**Goal of the exercise**
Only the first line of the listing and the lines after it, up to and including the one containing "#7572 added missing", should be retyped exactly.

------------

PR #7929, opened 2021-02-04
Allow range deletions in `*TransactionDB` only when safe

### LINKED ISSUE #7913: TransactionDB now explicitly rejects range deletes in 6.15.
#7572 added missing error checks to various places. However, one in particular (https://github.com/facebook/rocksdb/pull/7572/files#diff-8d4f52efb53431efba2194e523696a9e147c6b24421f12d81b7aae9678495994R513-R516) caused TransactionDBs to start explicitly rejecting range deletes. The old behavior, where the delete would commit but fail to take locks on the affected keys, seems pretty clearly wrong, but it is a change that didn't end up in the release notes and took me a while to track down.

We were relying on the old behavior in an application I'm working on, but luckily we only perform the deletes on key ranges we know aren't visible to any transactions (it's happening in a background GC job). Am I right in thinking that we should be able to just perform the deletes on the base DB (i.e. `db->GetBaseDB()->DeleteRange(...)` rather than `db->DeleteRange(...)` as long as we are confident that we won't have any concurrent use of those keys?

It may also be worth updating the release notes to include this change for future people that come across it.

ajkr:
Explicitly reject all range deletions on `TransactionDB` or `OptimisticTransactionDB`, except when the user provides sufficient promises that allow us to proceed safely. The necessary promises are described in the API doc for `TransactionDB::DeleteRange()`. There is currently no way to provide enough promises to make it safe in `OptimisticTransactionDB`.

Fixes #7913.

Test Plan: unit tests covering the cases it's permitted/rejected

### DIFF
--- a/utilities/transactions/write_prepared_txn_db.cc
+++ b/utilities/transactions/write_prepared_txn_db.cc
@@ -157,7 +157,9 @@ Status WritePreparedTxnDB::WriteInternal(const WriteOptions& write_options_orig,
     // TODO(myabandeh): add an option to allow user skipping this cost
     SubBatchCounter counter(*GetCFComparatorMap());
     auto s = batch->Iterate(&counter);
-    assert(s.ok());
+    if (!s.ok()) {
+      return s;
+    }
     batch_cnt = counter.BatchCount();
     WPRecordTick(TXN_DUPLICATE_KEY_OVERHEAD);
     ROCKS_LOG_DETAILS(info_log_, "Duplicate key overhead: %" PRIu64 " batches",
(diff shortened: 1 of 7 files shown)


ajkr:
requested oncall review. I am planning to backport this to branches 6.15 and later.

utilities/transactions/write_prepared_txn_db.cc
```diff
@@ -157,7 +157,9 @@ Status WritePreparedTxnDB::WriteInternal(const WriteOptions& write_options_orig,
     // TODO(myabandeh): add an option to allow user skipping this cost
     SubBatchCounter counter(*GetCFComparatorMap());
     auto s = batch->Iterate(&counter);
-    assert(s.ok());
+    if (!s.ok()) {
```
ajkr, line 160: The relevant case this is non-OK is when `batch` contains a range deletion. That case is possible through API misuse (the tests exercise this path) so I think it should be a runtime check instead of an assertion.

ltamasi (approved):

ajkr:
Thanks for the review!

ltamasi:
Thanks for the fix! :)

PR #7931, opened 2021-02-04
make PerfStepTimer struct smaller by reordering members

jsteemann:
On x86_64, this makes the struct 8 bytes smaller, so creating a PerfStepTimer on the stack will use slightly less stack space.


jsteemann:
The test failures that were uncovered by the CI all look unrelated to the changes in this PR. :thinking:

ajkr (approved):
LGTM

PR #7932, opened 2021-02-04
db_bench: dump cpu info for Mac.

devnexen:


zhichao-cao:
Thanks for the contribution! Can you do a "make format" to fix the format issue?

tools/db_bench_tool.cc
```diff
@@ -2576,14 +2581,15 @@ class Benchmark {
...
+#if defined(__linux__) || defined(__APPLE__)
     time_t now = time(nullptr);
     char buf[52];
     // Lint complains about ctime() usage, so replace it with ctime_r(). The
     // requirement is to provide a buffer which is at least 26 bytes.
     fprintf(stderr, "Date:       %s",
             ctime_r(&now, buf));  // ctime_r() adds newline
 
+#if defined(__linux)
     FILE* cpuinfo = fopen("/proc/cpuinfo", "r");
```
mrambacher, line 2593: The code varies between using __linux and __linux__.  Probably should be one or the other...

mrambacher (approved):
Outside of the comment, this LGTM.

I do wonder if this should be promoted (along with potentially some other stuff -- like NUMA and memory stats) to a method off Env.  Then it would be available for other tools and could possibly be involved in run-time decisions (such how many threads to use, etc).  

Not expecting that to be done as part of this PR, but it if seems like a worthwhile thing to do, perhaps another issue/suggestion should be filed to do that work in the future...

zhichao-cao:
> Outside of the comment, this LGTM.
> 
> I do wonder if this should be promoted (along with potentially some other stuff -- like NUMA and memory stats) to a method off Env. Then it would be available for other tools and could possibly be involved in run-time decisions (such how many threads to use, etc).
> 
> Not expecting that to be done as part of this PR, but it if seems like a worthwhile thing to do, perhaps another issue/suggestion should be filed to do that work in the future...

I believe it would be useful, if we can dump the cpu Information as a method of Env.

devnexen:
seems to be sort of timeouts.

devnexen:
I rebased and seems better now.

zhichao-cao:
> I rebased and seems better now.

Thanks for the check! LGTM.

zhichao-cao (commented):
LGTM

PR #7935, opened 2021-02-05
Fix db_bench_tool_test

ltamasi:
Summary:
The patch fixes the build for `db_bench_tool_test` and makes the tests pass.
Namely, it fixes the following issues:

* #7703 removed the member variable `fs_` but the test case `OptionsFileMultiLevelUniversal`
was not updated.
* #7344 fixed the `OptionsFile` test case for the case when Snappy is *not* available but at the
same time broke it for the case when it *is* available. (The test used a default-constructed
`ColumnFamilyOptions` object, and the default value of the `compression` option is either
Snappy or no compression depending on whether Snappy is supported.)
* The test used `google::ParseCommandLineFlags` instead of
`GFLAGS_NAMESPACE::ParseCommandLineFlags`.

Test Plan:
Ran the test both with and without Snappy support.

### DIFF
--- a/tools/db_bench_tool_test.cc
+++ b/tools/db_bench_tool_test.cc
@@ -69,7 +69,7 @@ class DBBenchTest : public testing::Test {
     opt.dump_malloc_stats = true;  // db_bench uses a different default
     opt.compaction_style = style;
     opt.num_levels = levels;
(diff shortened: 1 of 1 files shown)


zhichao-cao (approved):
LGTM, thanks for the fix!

------------

**Exercise solution**
PR #7929, opened 2021-02-04
Allow range deletions in `*TransactionDB` only when safe

### LINKED ISSUE #7913: TransactionDB now explicitly rejects range deletes in 6.15.
#7572 added missing error checks to various places. However, one in particular (https://github.com/facebook/rocksdb/pull/7572/files#diff-8d4f52efb53431efba2194e523696a9e147c6b24421f12d81b7aae9678495994R513-R516) caused TransactionDBs to start explicitly rejecting range deletes. The old behavior, where the delete would commit but fail to take locks on the affected keys, seems pretty clearly wrong, but it is a change that didn't end up in the release notes and took me a while to track down.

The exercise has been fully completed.